WHAT TO PRODUCE — Write the number of lines in the material below that contain "special", with no other words.
*** INFORMATION SHOWN Section Begins ***
PR #3743, opened 2024-04-10
Allow factions to be special

dydzio0614:
Feature caused by needs of modders - make faction unavailable on standard maps, allows making pseudo-factions mostly for custom maps that are not proper town equivalent for standard gameplay etc. Presence of heroes from this faction in tavern and creatures map presence etc. can be changed independently via their own "special" parameter.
*** INFORMATION SHOWN Section Ends ***
RESPONSE AREA — 2